**The data:**
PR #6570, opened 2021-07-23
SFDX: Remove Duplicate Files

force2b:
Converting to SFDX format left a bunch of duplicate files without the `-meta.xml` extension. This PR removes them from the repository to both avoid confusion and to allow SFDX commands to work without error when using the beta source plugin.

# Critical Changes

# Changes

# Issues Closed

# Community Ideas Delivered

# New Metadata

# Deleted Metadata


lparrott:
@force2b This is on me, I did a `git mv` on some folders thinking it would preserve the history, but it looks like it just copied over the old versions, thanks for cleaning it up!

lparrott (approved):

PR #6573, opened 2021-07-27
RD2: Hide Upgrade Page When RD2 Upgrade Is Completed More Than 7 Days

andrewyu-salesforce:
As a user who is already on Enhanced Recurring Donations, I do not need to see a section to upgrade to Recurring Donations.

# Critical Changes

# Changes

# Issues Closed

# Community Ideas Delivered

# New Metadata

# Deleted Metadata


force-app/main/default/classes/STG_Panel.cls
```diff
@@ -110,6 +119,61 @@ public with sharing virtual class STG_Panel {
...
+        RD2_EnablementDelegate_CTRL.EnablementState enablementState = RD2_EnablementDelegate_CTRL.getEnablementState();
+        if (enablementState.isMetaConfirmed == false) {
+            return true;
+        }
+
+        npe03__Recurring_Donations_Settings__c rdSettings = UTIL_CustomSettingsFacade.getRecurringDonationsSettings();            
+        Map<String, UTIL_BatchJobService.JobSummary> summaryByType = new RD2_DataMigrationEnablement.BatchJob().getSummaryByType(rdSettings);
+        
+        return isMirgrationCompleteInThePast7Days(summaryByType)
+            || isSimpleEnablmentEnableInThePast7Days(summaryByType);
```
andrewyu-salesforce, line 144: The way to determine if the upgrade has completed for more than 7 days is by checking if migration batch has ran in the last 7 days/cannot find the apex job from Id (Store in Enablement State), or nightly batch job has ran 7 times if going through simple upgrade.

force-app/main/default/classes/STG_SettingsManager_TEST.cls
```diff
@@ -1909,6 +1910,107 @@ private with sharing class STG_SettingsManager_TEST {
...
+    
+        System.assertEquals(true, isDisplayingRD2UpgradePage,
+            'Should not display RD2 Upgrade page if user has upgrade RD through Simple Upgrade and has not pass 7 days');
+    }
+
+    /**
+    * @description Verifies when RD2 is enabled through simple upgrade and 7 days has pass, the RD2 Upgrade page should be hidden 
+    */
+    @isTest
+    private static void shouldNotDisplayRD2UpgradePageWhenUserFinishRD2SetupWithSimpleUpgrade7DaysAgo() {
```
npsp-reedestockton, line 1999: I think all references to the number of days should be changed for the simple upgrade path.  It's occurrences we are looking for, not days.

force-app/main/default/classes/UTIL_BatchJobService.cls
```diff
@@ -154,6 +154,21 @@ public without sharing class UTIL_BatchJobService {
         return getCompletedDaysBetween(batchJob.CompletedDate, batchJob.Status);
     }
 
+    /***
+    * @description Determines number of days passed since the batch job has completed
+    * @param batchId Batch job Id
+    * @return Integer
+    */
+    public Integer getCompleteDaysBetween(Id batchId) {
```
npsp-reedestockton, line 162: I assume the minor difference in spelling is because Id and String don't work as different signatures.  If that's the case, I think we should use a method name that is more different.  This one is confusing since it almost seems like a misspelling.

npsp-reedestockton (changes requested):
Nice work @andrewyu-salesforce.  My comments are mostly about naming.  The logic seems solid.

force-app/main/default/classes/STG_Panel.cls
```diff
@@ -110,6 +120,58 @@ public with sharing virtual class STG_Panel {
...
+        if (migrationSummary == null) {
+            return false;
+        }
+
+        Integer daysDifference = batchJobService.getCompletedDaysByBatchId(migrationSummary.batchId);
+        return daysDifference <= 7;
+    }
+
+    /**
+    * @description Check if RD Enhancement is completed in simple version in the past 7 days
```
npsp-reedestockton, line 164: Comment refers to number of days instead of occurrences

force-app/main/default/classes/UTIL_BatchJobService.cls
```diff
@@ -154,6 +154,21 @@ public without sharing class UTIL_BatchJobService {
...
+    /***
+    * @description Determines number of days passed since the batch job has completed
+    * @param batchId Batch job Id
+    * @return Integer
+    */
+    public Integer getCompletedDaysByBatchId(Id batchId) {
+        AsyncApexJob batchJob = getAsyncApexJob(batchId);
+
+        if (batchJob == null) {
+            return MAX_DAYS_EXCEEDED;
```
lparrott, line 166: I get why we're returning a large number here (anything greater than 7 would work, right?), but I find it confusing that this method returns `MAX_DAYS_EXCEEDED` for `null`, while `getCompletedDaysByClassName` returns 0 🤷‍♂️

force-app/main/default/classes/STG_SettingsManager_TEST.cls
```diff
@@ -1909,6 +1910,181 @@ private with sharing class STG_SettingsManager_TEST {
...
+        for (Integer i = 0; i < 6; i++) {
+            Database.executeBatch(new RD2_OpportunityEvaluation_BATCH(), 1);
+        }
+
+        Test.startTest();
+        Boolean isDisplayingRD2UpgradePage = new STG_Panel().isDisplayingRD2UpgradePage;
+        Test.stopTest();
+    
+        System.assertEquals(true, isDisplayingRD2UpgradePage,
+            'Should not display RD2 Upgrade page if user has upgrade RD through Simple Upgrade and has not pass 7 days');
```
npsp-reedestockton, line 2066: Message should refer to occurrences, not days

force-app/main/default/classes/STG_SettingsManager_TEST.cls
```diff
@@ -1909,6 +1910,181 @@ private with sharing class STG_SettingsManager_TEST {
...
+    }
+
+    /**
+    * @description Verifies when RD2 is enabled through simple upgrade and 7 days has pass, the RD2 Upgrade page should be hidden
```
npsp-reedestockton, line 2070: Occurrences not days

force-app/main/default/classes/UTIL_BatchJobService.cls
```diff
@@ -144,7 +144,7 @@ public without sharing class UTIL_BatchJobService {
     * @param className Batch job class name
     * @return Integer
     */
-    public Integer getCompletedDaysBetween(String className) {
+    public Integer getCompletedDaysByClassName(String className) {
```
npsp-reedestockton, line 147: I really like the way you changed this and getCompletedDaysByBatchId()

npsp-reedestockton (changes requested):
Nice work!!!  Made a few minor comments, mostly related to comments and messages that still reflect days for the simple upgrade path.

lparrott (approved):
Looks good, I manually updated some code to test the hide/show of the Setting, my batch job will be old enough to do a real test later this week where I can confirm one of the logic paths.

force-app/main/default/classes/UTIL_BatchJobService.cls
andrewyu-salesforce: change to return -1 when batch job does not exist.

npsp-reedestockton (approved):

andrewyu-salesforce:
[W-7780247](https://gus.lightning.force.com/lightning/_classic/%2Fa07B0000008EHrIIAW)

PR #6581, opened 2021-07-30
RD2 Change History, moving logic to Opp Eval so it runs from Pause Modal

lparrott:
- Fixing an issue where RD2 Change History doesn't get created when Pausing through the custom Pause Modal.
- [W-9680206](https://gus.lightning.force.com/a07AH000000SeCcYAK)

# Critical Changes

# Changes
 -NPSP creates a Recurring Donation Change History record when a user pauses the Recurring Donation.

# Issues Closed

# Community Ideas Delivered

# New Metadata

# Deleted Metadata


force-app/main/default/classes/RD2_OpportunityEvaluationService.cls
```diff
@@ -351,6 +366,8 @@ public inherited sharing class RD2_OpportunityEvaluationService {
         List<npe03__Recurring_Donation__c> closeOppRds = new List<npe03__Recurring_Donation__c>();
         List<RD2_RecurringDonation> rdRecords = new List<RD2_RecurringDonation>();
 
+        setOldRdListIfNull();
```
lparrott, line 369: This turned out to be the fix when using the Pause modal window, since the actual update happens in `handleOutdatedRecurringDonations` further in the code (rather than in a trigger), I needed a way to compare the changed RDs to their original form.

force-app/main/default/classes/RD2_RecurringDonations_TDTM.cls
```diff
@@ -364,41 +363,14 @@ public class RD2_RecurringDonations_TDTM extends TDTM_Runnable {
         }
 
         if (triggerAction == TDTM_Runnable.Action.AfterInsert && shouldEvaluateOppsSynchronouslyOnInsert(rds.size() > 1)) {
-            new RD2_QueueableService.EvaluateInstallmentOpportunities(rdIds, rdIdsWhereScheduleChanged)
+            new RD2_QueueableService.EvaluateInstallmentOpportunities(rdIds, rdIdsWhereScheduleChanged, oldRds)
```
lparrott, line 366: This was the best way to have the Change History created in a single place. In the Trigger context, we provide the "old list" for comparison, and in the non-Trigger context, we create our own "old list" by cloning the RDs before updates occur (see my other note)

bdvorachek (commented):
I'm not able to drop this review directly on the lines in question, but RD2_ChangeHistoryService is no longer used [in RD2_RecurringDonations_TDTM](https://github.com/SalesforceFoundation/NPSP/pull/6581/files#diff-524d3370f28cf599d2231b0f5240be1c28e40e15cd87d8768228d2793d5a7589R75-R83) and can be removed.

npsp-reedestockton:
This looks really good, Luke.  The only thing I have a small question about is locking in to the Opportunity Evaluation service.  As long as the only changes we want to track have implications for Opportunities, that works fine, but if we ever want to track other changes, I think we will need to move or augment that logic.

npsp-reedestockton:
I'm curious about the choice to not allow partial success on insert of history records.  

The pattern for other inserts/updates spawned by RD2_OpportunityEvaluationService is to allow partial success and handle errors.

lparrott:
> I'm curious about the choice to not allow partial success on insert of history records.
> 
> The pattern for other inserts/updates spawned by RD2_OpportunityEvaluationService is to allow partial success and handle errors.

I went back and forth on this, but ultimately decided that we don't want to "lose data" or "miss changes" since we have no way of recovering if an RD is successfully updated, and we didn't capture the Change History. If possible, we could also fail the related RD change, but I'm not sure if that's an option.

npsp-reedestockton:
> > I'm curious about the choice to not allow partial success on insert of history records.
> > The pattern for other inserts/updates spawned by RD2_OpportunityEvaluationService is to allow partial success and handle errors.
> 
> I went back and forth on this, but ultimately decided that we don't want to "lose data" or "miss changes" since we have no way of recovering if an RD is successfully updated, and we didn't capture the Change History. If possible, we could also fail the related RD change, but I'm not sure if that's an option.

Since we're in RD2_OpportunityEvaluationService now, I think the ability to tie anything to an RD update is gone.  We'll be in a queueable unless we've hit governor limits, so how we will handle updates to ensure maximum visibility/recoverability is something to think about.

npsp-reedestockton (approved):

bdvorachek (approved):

* * *

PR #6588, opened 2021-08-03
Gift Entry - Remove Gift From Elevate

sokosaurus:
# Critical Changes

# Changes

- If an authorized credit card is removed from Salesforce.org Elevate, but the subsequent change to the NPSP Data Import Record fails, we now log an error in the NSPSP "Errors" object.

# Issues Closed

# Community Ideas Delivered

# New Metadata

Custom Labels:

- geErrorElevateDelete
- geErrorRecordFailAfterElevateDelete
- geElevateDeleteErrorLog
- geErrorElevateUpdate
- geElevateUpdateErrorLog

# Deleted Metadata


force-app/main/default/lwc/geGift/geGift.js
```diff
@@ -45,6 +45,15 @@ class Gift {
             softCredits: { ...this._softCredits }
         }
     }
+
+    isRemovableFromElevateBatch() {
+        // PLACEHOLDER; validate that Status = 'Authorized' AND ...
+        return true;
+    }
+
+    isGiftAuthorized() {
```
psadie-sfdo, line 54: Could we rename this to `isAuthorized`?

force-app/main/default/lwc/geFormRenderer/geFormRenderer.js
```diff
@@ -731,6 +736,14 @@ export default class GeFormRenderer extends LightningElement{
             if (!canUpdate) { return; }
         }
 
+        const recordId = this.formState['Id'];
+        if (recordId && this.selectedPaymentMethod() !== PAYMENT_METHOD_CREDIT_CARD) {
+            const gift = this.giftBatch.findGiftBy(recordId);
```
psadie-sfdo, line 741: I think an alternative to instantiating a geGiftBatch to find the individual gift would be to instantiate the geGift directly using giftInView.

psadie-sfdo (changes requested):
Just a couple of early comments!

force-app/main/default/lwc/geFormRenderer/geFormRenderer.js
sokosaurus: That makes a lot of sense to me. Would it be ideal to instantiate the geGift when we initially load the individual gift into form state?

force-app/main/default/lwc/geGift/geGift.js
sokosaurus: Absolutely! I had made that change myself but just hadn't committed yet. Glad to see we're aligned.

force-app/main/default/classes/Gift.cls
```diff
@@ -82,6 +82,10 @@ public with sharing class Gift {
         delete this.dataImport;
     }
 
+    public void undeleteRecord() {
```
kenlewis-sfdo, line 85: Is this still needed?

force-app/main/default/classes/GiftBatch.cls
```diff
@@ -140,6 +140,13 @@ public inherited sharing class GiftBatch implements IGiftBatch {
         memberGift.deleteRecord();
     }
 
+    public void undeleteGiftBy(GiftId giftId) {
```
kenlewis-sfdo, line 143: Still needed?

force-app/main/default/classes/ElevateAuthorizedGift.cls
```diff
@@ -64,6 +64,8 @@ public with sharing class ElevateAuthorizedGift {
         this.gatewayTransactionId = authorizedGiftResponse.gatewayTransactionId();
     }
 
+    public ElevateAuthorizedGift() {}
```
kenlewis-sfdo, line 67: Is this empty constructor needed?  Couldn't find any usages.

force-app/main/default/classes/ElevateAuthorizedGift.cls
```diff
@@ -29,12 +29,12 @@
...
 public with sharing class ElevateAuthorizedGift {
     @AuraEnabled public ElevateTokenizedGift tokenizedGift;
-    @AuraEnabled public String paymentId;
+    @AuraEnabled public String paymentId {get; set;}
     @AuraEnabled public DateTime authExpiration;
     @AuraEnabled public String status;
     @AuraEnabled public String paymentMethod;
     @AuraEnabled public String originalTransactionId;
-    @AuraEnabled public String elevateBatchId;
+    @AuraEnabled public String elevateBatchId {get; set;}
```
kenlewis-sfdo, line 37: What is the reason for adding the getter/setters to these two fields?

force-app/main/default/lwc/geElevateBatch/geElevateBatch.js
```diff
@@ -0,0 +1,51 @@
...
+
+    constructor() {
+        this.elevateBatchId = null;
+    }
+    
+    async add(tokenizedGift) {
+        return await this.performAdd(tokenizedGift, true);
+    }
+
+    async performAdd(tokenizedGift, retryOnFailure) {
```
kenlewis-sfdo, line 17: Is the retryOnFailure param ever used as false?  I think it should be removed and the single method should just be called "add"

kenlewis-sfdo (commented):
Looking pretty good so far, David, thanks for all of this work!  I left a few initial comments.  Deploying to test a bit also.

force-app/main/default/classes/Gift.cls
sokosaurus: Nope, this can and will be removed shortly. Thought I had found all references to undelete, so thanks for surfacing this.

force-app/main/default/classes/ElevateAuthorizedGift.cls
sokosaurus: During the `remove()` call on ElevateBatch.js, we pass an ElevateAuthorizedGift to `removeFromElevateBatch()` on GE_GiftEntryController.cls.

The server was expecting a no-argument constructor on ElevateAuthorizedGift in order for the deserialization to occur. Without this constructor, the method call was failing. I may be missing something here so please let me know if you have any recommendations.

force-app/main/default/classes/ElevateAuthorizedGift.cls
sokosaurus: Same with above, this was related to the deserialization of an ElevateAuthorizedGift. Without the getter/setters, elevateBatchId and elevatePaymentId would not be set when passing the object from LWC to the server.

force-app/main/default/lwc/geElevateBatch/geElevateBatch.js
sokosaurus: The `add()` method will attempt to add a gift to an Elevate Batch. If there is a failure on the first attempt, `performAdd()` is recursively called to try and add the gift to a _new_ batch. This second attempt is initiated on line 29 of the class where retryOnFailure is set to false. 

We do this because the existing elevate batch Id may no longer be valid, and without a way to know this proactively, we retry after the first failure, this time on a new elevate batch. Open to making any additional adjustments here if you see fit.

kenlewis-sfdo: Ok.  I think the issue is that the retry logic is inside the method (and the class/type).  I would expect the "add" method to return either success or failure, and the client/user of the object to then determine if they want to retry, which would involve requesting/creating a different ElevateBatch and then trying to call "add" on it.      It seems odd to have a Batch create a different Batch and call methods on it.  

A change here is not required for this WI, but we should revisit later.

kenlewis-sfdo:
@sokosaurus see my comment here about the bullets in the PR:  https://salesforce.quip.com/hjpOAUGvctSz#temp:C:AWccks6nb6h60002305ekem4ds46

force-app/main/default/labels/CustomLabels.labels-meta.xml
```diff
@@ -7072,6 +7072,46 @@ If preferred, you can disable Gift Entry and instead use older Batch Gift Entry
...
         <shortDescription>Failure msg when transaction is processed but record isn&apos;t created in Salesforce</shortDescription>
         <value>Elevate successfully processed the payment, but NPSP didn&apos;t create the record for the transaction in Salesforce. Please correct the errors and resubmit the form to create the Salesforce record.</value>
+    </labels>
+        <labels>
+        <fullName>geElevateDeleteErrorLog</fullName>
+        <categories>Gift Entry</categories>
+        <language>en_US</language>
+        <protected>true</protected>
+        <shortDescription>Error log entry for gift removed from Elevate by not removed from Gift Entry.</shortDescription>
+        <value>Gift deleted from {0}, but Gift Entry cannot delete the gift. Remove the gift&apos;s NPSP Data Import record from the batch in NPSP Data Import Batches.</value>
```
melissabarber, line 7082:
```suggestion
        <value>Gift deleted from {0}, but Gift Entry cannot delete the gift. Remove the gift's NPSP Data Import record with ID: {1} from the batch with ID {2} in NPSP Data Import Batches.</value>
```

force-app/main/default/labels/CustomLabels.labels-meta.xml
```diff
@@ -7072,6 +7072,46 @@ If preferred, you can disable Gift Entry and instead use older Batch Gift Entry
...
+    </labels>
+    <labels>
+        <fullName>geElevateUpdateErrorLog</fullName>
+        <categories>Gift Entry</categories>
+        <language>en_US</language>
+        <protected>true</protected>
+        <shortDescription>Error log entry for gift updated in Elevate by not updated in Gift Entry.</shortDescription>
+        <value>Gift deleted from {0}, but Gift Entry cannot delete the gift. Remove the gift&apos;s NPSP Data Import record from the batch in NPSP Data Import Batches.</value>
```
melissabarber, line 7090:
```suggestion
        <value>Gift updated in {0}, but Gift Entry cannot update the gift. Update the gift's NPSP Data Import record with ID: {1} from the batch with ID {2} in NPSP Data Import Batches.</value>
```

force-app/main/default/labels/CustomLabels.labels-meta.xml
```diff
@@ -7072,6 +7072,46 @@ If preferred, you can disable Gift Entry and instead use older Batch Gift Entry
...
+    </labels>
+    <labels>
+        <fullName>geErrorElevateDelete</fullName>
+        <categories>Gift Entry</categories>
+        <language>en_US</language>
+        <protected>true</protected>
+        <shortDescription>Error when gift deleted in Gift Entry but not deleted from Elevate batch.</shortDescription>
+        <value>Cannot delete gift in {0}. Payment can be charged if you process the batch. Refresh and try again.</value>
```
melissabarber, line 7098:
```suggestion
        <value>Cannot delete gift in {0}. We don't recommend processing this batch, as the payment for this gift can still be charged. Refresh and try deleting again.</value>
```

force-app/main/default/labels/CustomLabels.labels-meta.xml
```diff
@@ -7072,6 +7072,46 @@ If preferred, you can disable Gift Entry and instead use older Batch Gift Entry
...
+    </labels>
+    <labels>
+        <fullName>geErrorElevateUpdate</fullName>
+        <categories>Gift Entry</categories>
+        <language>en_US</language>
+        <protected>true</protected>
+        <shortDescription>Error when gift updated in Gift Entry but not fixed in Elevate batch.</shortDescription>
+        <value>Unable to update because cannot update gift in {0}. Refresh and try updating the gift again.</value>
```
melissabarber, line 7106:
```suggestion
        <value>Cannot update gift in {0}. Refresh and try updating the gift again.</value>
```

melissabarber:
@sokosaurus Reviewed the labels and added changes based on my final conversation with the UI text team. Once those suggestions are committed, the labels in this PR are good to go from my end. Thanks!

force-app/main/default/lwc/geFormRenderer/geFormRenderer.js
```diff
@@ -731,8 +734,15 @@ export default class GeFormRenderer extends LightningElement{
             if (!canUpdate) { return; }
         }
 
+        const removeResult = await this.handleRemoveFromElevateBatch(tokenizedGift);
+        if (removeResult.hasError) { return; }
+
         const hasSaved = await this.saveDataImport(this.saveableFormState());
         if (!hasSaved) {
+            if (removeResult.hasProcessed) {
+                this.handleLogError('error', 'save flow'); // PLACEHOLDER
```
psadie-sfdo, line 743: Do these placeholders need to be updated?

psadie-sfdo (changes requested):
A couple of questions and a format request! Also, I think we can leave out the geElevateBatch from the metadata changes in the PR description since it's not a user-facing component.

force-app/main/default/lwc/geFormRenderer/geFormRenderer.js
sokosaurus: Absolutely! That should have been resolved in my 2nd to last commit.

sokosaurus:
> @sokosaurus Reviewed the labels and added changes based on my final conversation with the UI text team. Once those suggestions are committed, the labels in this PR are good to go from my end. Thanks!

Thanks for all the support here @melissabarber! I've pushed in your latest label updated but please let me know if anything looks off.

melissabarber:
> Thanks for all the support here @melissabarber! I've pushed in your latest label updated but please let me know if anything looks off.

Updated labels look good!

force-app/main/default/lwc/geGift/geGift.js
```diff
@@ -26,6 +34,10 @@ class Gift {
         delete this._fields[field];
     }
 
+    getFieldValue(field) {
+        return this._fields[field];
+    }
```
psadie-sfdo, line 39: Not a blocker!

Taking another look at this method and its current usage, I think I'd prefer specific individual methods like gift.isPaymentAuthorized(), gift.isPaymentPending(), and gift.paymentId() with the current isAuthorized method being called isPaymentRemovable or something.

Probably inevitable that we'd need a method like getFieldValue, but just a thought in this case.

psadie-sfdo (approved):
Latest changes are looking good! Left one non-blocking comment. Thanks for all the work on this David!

**Your goal:** For the string "private", filter the data and copy out each line where it occurs.

**Task response:**
@@ -1909,6 +1910,107 @@ private with sharing class STG_SettingsManager_TEST {
+    private static void shouldNotDisplayRD2UpgradePageWhenUserFinishRD2SetupWithSimpleUpgrade7DaysAgo() {
@@ -1909,6 +1910,181 @@ private with sharing class STG_SettingsManager_TEST {
@@ -1909,6 +1910,181 @@ private with sharing class STG_SettingsManager_TEST {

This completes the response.